PR #1186, opened 2021-10-13
Refactor Table utils, update VisReg ref images.

zarahzachz:
## Summary
[Jira 1112](https://jira.cms.gov/browse/WNMGDS-1112)

### Added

···

▶ _What is required_
Write out only the lines from the one containing "Refactor Table utils, update" through the end of the listing above, exactly as they stand.

▶ _Solution to the exercise_
Refactor Table utils, update VisReg ref images.

zarahzachz:
## Summary
[Jira 1112](https://jira.cms.gov/browse/WNMGDS-1112)

### Added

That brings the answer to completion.